** Task item **
Below are some records. Print all of them exactly as they appear.

(Stored records)
_ _ _ _ _ _ _

PR #1559, opened 2018-08-07
Flatten "styling", "text", and "array" ParseNodes.

### LINKED ISSUE #1492: Refactor ParseNode to be plain objects

marcianx:
Fixes #1492.

### DIFF
--- a/src/environments/array.js
+++ b/src/environments/array.js
@@ -16,38 +16,14 @@ import type Parser from "../Parser";
 import type {ParseNode, AnyParseNode} from "../parseNode";
 import type {StyleStr} from "../types";
 import type {HtmlBuilder, MathMLBuilder} from "../defineFunction";
-import type {Measurement} from "../units";
 
 // Data stored in the ParseNode associated with the environment.
-type AlignSpec = { type: "separator", separator: string } | {
+export type AlignSpec = { type: "separator", separator: string } | {
     type: "align",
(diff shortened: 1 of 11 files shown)


ylemkimon:
Thank you! 😄

src/environments/array.js
```diff
@@ -16,39 +16,15 @@ import type Parser from "../Parser";
...
 // Data stored in the ParseNode associated with the environment.
-type AlignSpec = { type: "separator", separator: string } | {
+export type AlignSpec = { type: "separator", separator: string } | {
     type: "align",
     align: string,
     pregap?: number,
     postgap?: number,
 };
 
-export type ArrayEnvNodeData = {|
```
kevinbarabash: So flattening the "array" `ParseNode` made all this disappear?  Cool!

marcianx: Not really. It's still in the second parameter of `parseArray()` (which is now destructured). It's the only place it was used.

_ _ _ _ _ _ _

** Written solution **
PR #1559, opened 2018-08-07
Flatten "styling", "text", and "array" ParseNodes.

### LINKED ISSUE #1492: Refactor ParseNode to be plain objects

marcianx:
Fixes #1492.

### DIFF
--- a/src/environments/array.js
+++ b/src/environments/array.js
@@ -16,38 +16,14 @@ import type Parser from "../Parser";
 import type {ParseNode, AnyParseNode} from "../parseNode";
 import type {StyleStr} from "../types";
 import type {HtmlBuilder, MathMLBuilder} from "../defineFunction";
-import type {Measurement} from "../units";
 
 // Data stored in the ParseNode associated with the environment.
-type AlignSpec = { type: "separator", separator: string } | {
+export type AlignSpec = { type: "separator", separator: string } | {
     type: "align",
(diff shortened: 1 of 11 files shown)


ylemkimon:
Thank you! 😄

src/environments/array.js
```diff
@@ -16,39 +16,15 @@ import type Parser from "../Parser";
...
 // Data stored in the ParseNode associated with the environment.
-type AlignSpec = { type: "separator", separator: string } | {
+export type AlignSpec = { type: "separator", separator: string } | {
     type: "align",
     align: string,
     pregap?: number,
     postgap?: number,
 };
 
-export type ArrayEnvNodeData = {|
```
kevinbarabash: So flattening the "array" `ParseNode` made all this disappear?  Cool!

marcianx: Not really. It's still in the second parameter of `parseArray()` (which is now destructured). It's the only place it was used.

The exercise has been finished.